*Exercise brief:* Return each line of the records below in which the string "exitOnError" turns up.

§

PR #501, opened 2020-06-25
Migrate globalnet configuration to ConfigMap on Broker

sridhargaddam:
This PR implements the following changes.

1. Provides a mechanism to know the globalnet status as part of ConfigMap
  (submariner-globalnet-info) on the Broker Cluster.

2. Moves the globalnet configuration parameters like GlobalnetStatus,
   globalnet-cidr-range, and globalnet-cluster-size from the broker-info.subm
   file to configMap on the broker.

3. Currently, subctl tries to automatically allocate a globalCIDR chunk from
   the un-allocated globalnet-cidr-range to a cluster during join operation.
   Inorder to do this, it was depending on the submariner clusterCRD on the
   Broker. However, for the clusterCRD to be populated by the respective cluster
   on the Broker, it usually takes sometime. Because of this, we were unable to
   execute "subctl join ...." commands in parallel. This issue is now resolved
   as we now store the globalCIDR allocations as ConfigMap on Broker which is
   immediately updated as soon as allocation is made for a new cluster.

4. Overlapping CIDR validation for Service/Cluster CIDRs is removed from
   subctl and the same is handled in route-agent. 

5. Validations for various globalnet params are preserved, however the config
   is now stored/read from configMap instead of broker-info.subm file.

Note: For brownfield deployments, it could create issues if users try to use
the updated subctl with older clusters deployed with Globalnet. This will be
handled via https://github.com/submariner-io/submariner-operator/issues/504

Fixes Issue: https://github.com/submariner-io/submariner-operator/issues/299
Fixes Issue: https://github.com/submariner-io/submariner-operator/issues/505

Co-authored-by: Janki Chhatbar <jchhatba@redhat.com>


sridhargaddam:
Appreciate your review comments. Thanks.

pkg/subctl/cmd/join.go
```diff
@@ -182,22 +182,34 @@ func joinSubmarinerCluster(config *rest.Config, subctlData *datafile.SubctlData)
...
+		globalnetCIDR, err = globalnet.AssignGlobalnetIPs(globalnetInfo, netconfig)
 		exitOnError("Error assigning Globalnet IPs", err)
+
+		if globalnetInfo.GlobalCidrInfo[clusterID] == nil ||
+			(globalnetInfo.GlobalCidrInfo[clusterID] != nil && globalnetInfo.GlobalCidrInfo[clusterID].GlobalCIDRs[0] != globalnetCIDR) {
+			var newClusterInfo broker.ClusterInfo
+			newClusterInfo.ClusterId = clusterID
+			newClusterInfo.GlobalCidr = []string{globalnetCIDR}
+
+			err = broker.UpdateGlobalnetConfigMap(brokerAdminClientset, brokerNamespace, newClusterInfo)
```
tpantelis, line 210: It seems we should encapsulate the entire workflow of `globalnet.GetGlobalNetworks` -> `globalnet.AssignGlobalnetIPs` -> "update ConfigMap" within `retry.RetryOnConflict` otherwise 2 concurrent joins could allocate the same CIDR. Unless I'm missing something ...

pkg/subctl/cmd/join.go
```diff
@@ -182,22 +182,34 @@ func joinSubmarinerCluster(config *rest.Config, subctlData *datafile.SubctlData)
...
+	brokerAdminConfig, err := subctlData.GetBrokerAdministratorConfig()
+	exitOnError("Error retrieving broker admin config", err)
+	brokerAdminClientset, err := kubernetes.NewForConfig(brokerAdminConfig)
+	exitOnError("Error retrieving broker admin connection", err)
+	brokerNamespace := string(subctlData.ClientToken.Data["namespace"])
+
 	status.Start("Discovering multi cluster details")
-	globalNetworks, err := globalnet.GetGlobalNetworks(subctlData)
-	exitOnError("Error getting Global network details", err)
+	globalnetInfo, err := globalnet.GetGlobalNetworks(brokerAdminClientset, brokerNamespace)
```
vthapar, line 192: This entire logic can be moved to `globalnet` and have single function call from `join.go` 
This will keep join code neat and move complexity to globalnet. Will be easier to add retry logic in globalnet than clutter in here.

pkg/broker/rbac.go
```diff
@@ -57,9 +57,9 @@ func NewBrokerAdminRole() *rbacv1.Role {
 				Resources: []string{"clusters", "endpoints"},
 			},
 			rbacv1.PolicyRule{
-				Verbs:     []string{"create", "get", "list", "delete"},
+				Verbs:     []string{"create", "get", "list", "patch", "update", "delete"},
```
vthapar, line 60: Do we need patch? Isn't update enough?

pkg/subctl/cmd/join.go
sridhargaddam: Let me move it to an API

pkg/subctl/cmd/join.go
sridhargaddam: Done

pkg/discovery/globalnet/globalnet.go
```diff
@@ -282,112 +236,122 @@ func isCIDRPreConfigured(clusterID string, globalNetworks map[string]*GlobalNetw
...
 	if err != nil {
-		return nil, err
+		return nil, fmt.Errorf("error reading globalnet clusterInfo: %s", err)
 	}
-	// exitOnError("Error trying to discover multi-cluster network details", err)
-	if globalNetworks != nil {
-		ShowNetworks(globalNetworks)
+
+	var globalNetworks = make(map[string]*GlobalNetwork)
+	if len(clusterInfo) > 0 {
```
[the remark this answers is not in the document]
sridhargaddam: Aah, I see. I thought you are suggesting me to change len(clusterInfo) to clusterInfo  ;-) 
Will update, thanks.

mangelajo:
lol, it was merged while I was reviewing.. I'll leave a comment next time, actually my bad ':D

mangelajo:
I'll be working to move this detection into the operator itself, so both operator alone, and helm+operator could benefit in the future.

sridhargaddam:
> lol, it was merged while I was reviewing.. I'll leave a comment next time, actually my bad ':D

Yeah, I was reaching out to @skitt to take a look. I'll take a look at your updated PR, thanks @mangelajo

§

*Your response:*
 		exitOnError("Error assigning Globalnet IPs", err)
+	exitOnError("Error retrieving broker admin config", err)
+	exitOnError("Error retrieving broker admin connection", err)
-	exitOnError("Error getting Global network details", err)
-	// exitOnError("Error trying to discover multi-cluster network details", err)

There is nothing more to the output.